Problem: Output the lines below exactly, please, from the first line until the line with "- [x] Verify 70111", counting both.

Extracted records
PR #1466, opened 2026-06-18
[PTP] Migrate GM NMEA loss test 70111 from cnf-gotests

dpopsuev:
## Summary
- Migrate Polarion test case 70111 (GM NMEA loss / recovery) from cnf-gotests to eco-gotests
- Extract `assertClockClassInMetrics` helper, deduplicating the clock class metric assertion block across tests 78463, 78464, 78465, and 70111
- Fix pre-existing bug in test 78463 where `ClockStateQuery` was not scoped to the node under test

## Details

**Test 70111** verifies the GM clock event sequence when the upstream GNSS sync source is lost and restored:
1. Check NMEA status metric is available (pre-loss baseline)
2. Configure holdover plugin settings for extended holdover
3. Simulate GNSS loss via u-blox `ubxtool`
4. Wait for events: `FAILURE-NOFIX` → clock class 7 → `HOLDOVER`
5. Restore GNSS sync
6. Wait for recovery events: `SYNCHRONIZED` → clock class 6 → `LOCKED`
7. Verify NMEA status metric is available again (post-recovery)
8. Verify clock class 6 in Prometheus metrics

**DRY refactoring**: The clock-class-in-metrics assertion block was copy-pasted across all 4 tests. Extracted into `assertClockClassInMetrics()` helper with `GinkgoHelper()` for proper stack traces.

**Bug fix**: `ClockStateQuery` in test 78463 was missing `Node` filter, causing it to assert clock state across ALL PTP nodes. Added `Node: metrics.Equals(nodeName)` to scope the query.

## Jira
[CNF-20472](https://redhat.atlassian.net/browse/CNF-20472)

## Test plan
- [x] Run `gnss-loss` label on a GM-capable cluster: `ginkgo -L "gnss-loss"`
- [x] Verify 70111 passes on single-NIC and multi-NIC GM configurations
- [x] Verify existing tests 78463, 78464, 78465 still pass with extracted helper
- [x] Verify 78463 clock state assertion works correctly on multi-node clusters

🤖 Generated with [Claude Code](https://claude.com/claude-code)

## Summary by CodeRabbit

* **Tests**
  * Enhanced GNSS loss/recovery test coverage by asserting NMEA status availability immediately before simulated GNSS loss and after recovery.
  * Consolidated repeated “clock class 6 in metrics” verification into a reusable helper to reduce duplication and improve maintainability.

### DIFF
--- a/tests/cnf/ran/ptp/tests/ptp-gnss-loss.go
+++ b/tests/cnf/ran/ptp/tests/ptp-gnss-loss.go
@@ -166,6 +166,10 @@ var _ = Describe("PTP T-GM GNSS Loss", Label(tsparams.LabelGNSSLoss), func() {
 					validateGpsdFileEmpty(nodeName)
 				}
 
+				By("checking NMEA status metric is available before GNSS loss on node " + nodeName)
+
+				assertNMEAStatusAvailable(prometheusAPI, nodeName)
+
 				By("simulating GNSS loss on node " + nodeName)
 
 				DeferCleanup(cleanupGNSSSync(prometheusAPI, nodeName, protocolVersion))
@@ -239,28 +243,19 @@ var _ = Describe("PTP T-GM GNSS Loss", Label(tsparams.LabelGNSSLoss), func() {
 				))
 				Expect(err).ToNot(HaveOccurred(), "Failed to receive clock class 6 event on node %s", nodeName)
 
+				By("verifying NMEA status is available after recovery on node " + nodeName)
+
+				assertNMEAStatusAvailable(prometheusAPI, nodeName)
+
 				By("verifying clock class 6 in metrics")
 
-				var configFile string
-				if configSupported {
-					configFile, err = processes.GetPtp4lConfigByRelatedProcess(
-						RANConfig.Spoke1APIClient, nodeName, processes.Ts2phc)
-					Expect(err).ToNot(HaveOccurred(), "Failed to determine ptp4l config for node %s", nodeName)
-				}
-
-				clockClassQuery := metrics.ClockClassQuery{
-					Process: metrics.Equals(metrics.ProcessPTP4L),
-					Node:    metrics.Equals(nodeName),
-					Config:  metrics.Equals(configFile),
-				}
-				err = metrics.AssertQuery(context.TODO(), prometheusAPI, clockClassQuery,
-					metrics.ClockClass6, metrics.AssertWithTimeout(1*time.Minute))
-				Expect(err).ToNot(HaveOccurred(), "Failed to assert clock class is 6 in metrics on node %s", nodeName)
+				assertClockClass6InMetrics(prometheusAPI, nodeName, configSupported)
 
 				By("verifying clock state LOCKED in metrics")
 
 				clockStateQuery := metrics.ClockStateQuery{
 					Process: metrics.DoesNotEqual(metrics.ProcessChronyd),
+					Node:    metrics.Equals(nodeName),
 				}
 				err = metrics.AssertQuery(context.TODO(), prometheusAPI, clockStateQuery,
 					metrics.ClockStateLocked, metrics.AssertWithTimeout(1*time.Minute))
@@ -355,6 +350,10 @@ var _ = Describe("PTP T-GM GNSS Loss", Label(tsparams.LabelGNSSLoss), func() {
 
 					validateGpsdFileEmpty(nodeName)
 				}
+
+				By("checking NMEA status metric is available before GNSS loss on node " + nodeName)
+
+				assertNMEAStatusAvailable(prometheusAPI, nodeName)
 
 				By("simulating GNSS loss on node " + nodeName)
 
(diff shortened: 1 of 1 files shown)


dpopsuev:
@klaskosk Test case 70111 migrated and validated on helix65 (OCP 4.22.1, E810-C). All 4 `gnss-loss` specs pass — the new test plus the 3 existing holdover tests with the refactored clock-class helper. Ready for review.

tests/cnf/ran/ptp/tests/ptp-gnss-loss.go
```diff
@@ -691,26 +663,210 @@ var _ = Describe("PTP T-GM GNSS Loss", Label(tsparams.LabelGNSSLoss), func() {
...
+
+				ptpConfig, err := gmProfileInfo.Reference.PullPtpConfig(RANConfig.Spoke1APIClient)
+				Expect(err).ToNot(HaveOccurred(), "Failed to pull PtpConfig for node %s", nodeName)
+
+				profileToUpdate := &ptpConfig.Definition.Spec.Profile[gmProfileInfo.Reference.ProfileIndex]
+
+				desiredSettings := profiles.HoldoverPluginSettings{
+					LocalHoldoverTimeout:   14400,
+					LocalMaxHoldoverOffSet: 1500,
+					MaxInSpecOffset:        1000,
```
hhassid: In cnf-gotest there is no config changes.
Those values are the same as in [78463](https://github.com/rh-ecosystem-edge/eco-gotests/blob/main/tests/cnf/ran/ptp/tests/ptp-gnss-loss.go#L127-L130)
I think maybe we can add the NMAE validation in 78463 test in case this is still support 4.18+.

hhassid (commented):
1. Really liked the assert block, very elegant.
2. 70111 test used to run on version [under 4.18](https://gitlab.cee.redhat.com/cnf/cnf-gotests/-/blob/master/test/ran/ptp/tests/ptp_recovery.go?ref_type=heads#L885-887) (Not sure why). All tests under this label run on 4.18 and above
3. This test seems to complete [78463](https://github.com/rh-ecosystem-edge/eco-gotests/blob/main/tests/cnf/ran/ptp/tests/ptp-gnss-loss.go#L96) in case there is need to change the plugin values (no changes in cnf-gotests). The configuration modification takes time and we might think about merge those two.

klaskosk:
+1 to Hen's comments, that answers why the case was marked as inactive in Polarion -- it's not being run anymore

dpopsuev:
@klaskosk @hhassid
So @hhassid suggestion is to collapse the NMEA test into the grander 'sync loss' test due to the overlaps.
I'm for that, but I'm also for making an inventory of all of the test cases and assessing how can we collapse the test suite into a smaller surface; Let's finish the migration verbatim, and then let's make this part of the refactor since I've reserved a ticket for this 'inventory & consolidate' effort.

klaskosk:
@dpopsuev you wrote the original 78463 so I'm curious if you remember the reason to make it a separate test

It seems like these tests could easily be combined then run in all versions. the actual assertions are the same around the state transitions, and checking nmea status would apply even in 4.18+

Unless you know of a reason not to, I'd support just adding the nmea checks/assertion refactoring in this PR and not including a separate 70111. Just need to be sure Polarion reflects the decision

dpopsuev:
@klaskosk The answer and honest truth is "I didn't know any better"; It was my first commit to the code base and my domain understanding was quite shallow.

It's more about housekeeping in Polarion, essentially it will require doing jolly paperwork on that wonderful system! :smiling_face_with_tear: 
If you consider it worthy I'll perform the collapse, the code can commit and Polarion be updated ad-hoc.

klaskosk:
@dpopsuev ah fair enough :slightly_smiling_face:. Just wanted to be sure there's nothing subtle I'm missing since I wasn't involved with PTP at the time

But sounds like a good plan! I'm glad Hen pointed out the similarity!

dpopsuev:
Folded test 70111 into the three existing gnss-loss tests (78463, 78464, 78465) per the discussion above. The separate NMEA loss spec is removed — instead, an `assertNMEAStatusAvailable` helper now checks NMEA metric availability before GNSS loss and after recovery in every test that triggers clock loss.

dpopsuev:
Updated the code based on your reviews @hhassid @klaskosk, folded the NMEA checks into all three existing gnss-loss tests and dropped the separate 70111 spec. Going to re-run the suite on helix65 for sanity, will update once results are in.

Regarding Polarion, I'll file a ticket to track the housekeeping (deactivating 70111 and updating test case mappings to reflect the consolidation).

dpopsuev:
Tests validated on helix65 (OCP 5.0, PTP 5.0, E810-C). All 3 gnss-loss specs pass with the folded NMEA checks. Suite completed in ~20 minutes.

@klaskosk @hhassid ready for review.

klaskosk (dismissed):

klaskosk (approved):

Result:
PR #1466, opened 2026-06-18
[PTP] Migrate GM NMEA loss test 70111 from cnf-gotests

dpopsuev:
## Summary
- Migrate Polarion test case 70111 (GM NMEA loss / recovery) from cnf-gotests to eco-gotests
- Extract `assertClockClassInMetrics` helper, deduplicating the clock class metric assertion block across tests 78463, 78464, 78465, and 70111
- Fix pre-existing bug in test 78463 where `ClockStateQuery` was not scoped to the node under test

## Details

**Test 70111** verifies the GM clock event sequence when the upstream GNSS sync source is lost and restored:
1. Check NMEA status metric is available (pre-loss baseline)
2. Configure holdover plugin settings for extended holdover
3. Simulate GNSS loss via u-blox `ubxtool`
4. Wait for events: `FAILURE-NOFIX` → clock class 7 → `HOLDOVER`
5. Restore GNSS sync
6. Wait for recovery events: `SYNCHRONIZED` → clock class 6 → `LOCKED`
7. Verify NMEA status metric is available again (post-recovery)
8. Verify clock class 6 in Prometheus metrics

**DRY refactoring**: The clock-class-in-metrics assertion block was copy-pasted across all 4 tests. Extracted into `assertClockClassInMetrics()` helper with `GinkgoHelper()` for proper stack traces.

**Bug fix**: `ClockStateQuery` in test 78463 was missing `Node` filter, causing it to assert clock state across ALL PTP nodes. Added `Node: metrics.Equals(nodeName)` to scope the query.

## Jira
[CNF-20472](https://redhat.atlassian.net/browse/CNF-20472)

## Test plan
- [x] Run `gnss-loss` label on a GM-capable cluster: `ginkgo -L "gnss-loss"`
- [x] Verify 70111 passes on single-NIC and multi-NIC GM configurations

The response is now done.